Let $x^y$, $x$ to the power of $y$, be real.


$\left \vert {x^y} \right \vert = \left \vert {x} \right \vert ^y$


If $x = 0$, the theorem clearly holds, by the definition of powers of zero.

Suppose $x \ne 0$.

We use the interpretation of real numbers as wholly real complex numbers.

Likewise we interpret the absolute value of $x$ as the modulus of $x$.

Then $x$ can be expressed in polar form:

$x = r e^{i\theta}$

where $r = \left \vert {x}\right \vert$ and $\theta$ is an argument of $x$.

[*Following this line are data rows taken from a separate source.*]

PR #185, opened 2016-06-14
[mediaqueries-4] Can't have 'not', 'and' and 'or' at the same level

frivoal:
This fixes a mistake introduced in https://github.com/w3c/csswg-drafts/commit/2f37630466463a8653832584ad3c80fd6f2e01be

Not only can you not have `or` and `and` at the same level, but `not` is handled the same as well, and also needs extra parentheses.

### DIFF
--- a/mediaqueries/Overview.bs
+++ b/mediaqueries/Overview.bs
@@ -679,15 +679,14 @@ Combining Media Features {#media-conditions}
 
 	* <a>Media conditions</a> can be grouped by wrapping them in parentheses ''()''
 		which can then be nested within a condition the same as a single media query.
-		For example, ''not (color) or (hover)''
+		For example, ''(not (color)) or (hover)''
 		is true on devices that are monochrome
-		and/or that have hover capabilities,
-		because the ''not'' only applies to the immediately following ''(color)'' feature.
+		and/or that have hover capabilities.
 		If one instead wanted to query for a device that was monochrome and <em>didn't</em> have hover capabilities,
 		it must instead be written as ''not ((color) or (hover))''
-		(or, equivalently, as ''not (color) and not (hover)'').
+		(or, equivalently, as ''(not (color)) and (not (hover))'').
 
-	It is <em>invalid</em> to mix ''and'' and ''or'' at the same “level” of a media query.
+	It is <em>invalid</em> to mix ''and'' and ''or'' and ''not'' at the same “level” of a media query.
 	For example, ''(color) and (pointer) or (hover)'' is illegal,
 	as it's unclear what was meant.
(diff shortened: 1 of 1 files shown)


frivoal:
Making this into a pull request rather than fixing it directly on the chance that I'm wrong. I'm pretty sure of this, but then again you should know it pretty well as well, so maybe *I* missed something somewhere.

tabatkins:
Hmmmm. I'd prefer if we could do "not" at the same level as the others, but I suppose I'd need to see what browsers actually do with and/not today.  Your change is indeed correct for what @dbaron wrote in Conditional, tho.

frivoal:
And for the grammar that you have in the MQ spec as well. I think the decision was not to have any implied operator priority, and keep it fully explicit always, to make sure there's not apparent ambiguity. Not sure why you think it is less important for `not` than for `and` vs `or`.

tabatkins:
Because "not" is unary, and "and" and "or" are binary; it's very standard for unary operators to either have very high or very low binding strength, whichever is most useful in context (and in this case I think it's obvious it would have high binding, like it does in other programming languages), but it's usually difficult to predict which of two binary operators have higher precedence.

frivoal:
I think it is pretty confusing with `not` as well. Binding strongly as in other languages sounds reasonable at first, but then you have to consider that in the legacy syntax `@media not screen and (width: 12345px) {...}` it binds more weakly than `and`.

Morality: don't guess, and stick parentheses in there, which is why we resolved to require them. (Can't find the link right now, but I am pretty sure we have a resolution a few years back).

tabatkins:
Yeah, that's reasonable.

simevidas:
@frivoal `@media not screen and …` is legacy syntax? Is this an upcoming change? The spec ([ch. 2.2.1.](https://drafts.csswg.org/mediaqueries/#mq-not)) uses it normally.

frivoal:
@simevidas By legacy, I did not mean something to be phased out. I meant what we've had so far, as opposed to this new boolean logic that is (relatively) newly being introduced.

fantasai:
On 06/14/2016 10:55 PM, Florian Rivoal wrote:
> I think it is pretty confusing with |not| as well. Binding strongly as in other languages sounds reasonable at first, but then
> you have to consider that in the legacy syntax |@media not screen and (width: 12345px) {...}| it binds more weakly than |and|.
>
> Morality: don't guess, and stick parentheses in there, which is why we resolved to require them. (Can't find the link right
> now, but I am pretty sure we have a resolution a few years back).

Given we've had media queries for awhile now, the correct thing
to do is whatever Media Queries Level 3 and its implementations
do. Anything else is likely to cause confusion, by having MQs
that work in new browsers but not old ones or vice versa.

~fantasai

PR #187, opened 2016-06-14
[css-flexbox] Correct typo in `flex` shorthand initial value

### LINKED ISSUE #183: [css-flexbox-1] Wrong comment about `flex` defaults
In the table about the `flex` propery, the initial property is said to be `1 0 auto` (https://www.w3.org/TR/css-flexbox-1/#flex-property)

But a comment below says `The initial values of the flex components are equivalent to flex: 0 1 auto`.

dholbert:
This fixes #183 -- the initial value of the `flex` shorthand is `0 1 auto`, not `1 0 auto`.

### DIFF
--- a/css-flexbox/Overview.bs
+++ b/css-flexbox/Overview.bs
@@ -1491,7 +1491,7 @@ The 'flex' Shorthand</h3>
 	<pre class='propdef shorthand'>
 	Name: flex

\(\displaystyle x\) \(=\) \(\displaystyle r e^{i\theta}\) $\quad$ $\quad$
\(\displaystyle \implies \ \ \) \(\displaystyle x^y\) \(=\) \(\displaystyle \left(r{e^{i\theta} }\right)^y\) $\quad$ $\quad$
\(\displaystyle \) \(=\) \(\displaystyle r^y e^{i \theta y}\) $\quad$ $\quad$
\(\displaystyle \implies \ \ \) \(\displaystyle \left \vert {x^y} \right \vert\) \(=\) \(\displaystyle \left \vert {r^y e^{i \theta y} } \right \vert\) $\quad$ $\quad$
\(\displaystyle \) \(=\) \(\displaystyle \left \vert {r^y} \right \vert \left \vert {e^{i \theta y} } \right \vert\) $\quad$ Modulus of Product $\quad$
\(\displaystyle \) \(=\) \(\displaystyle \left \vert {r^y} \right \vert\) $\quad$ Modulus of Exponential of Imaginary Number is One $\quad$
\(\displaystyle \) \(=\) \(\displaystyle \left \vert {\left \vert {x} \right \vert^y} \right \vert\) $\quad$ by definition of $r$ $\quad$
\(\displaystyle \) \(=\) \(\displaystyle \left \vert {x} \right \vert^y\) $\quad$ as $\left \vert {x} \right \vert^y \ge 0$ $\quad$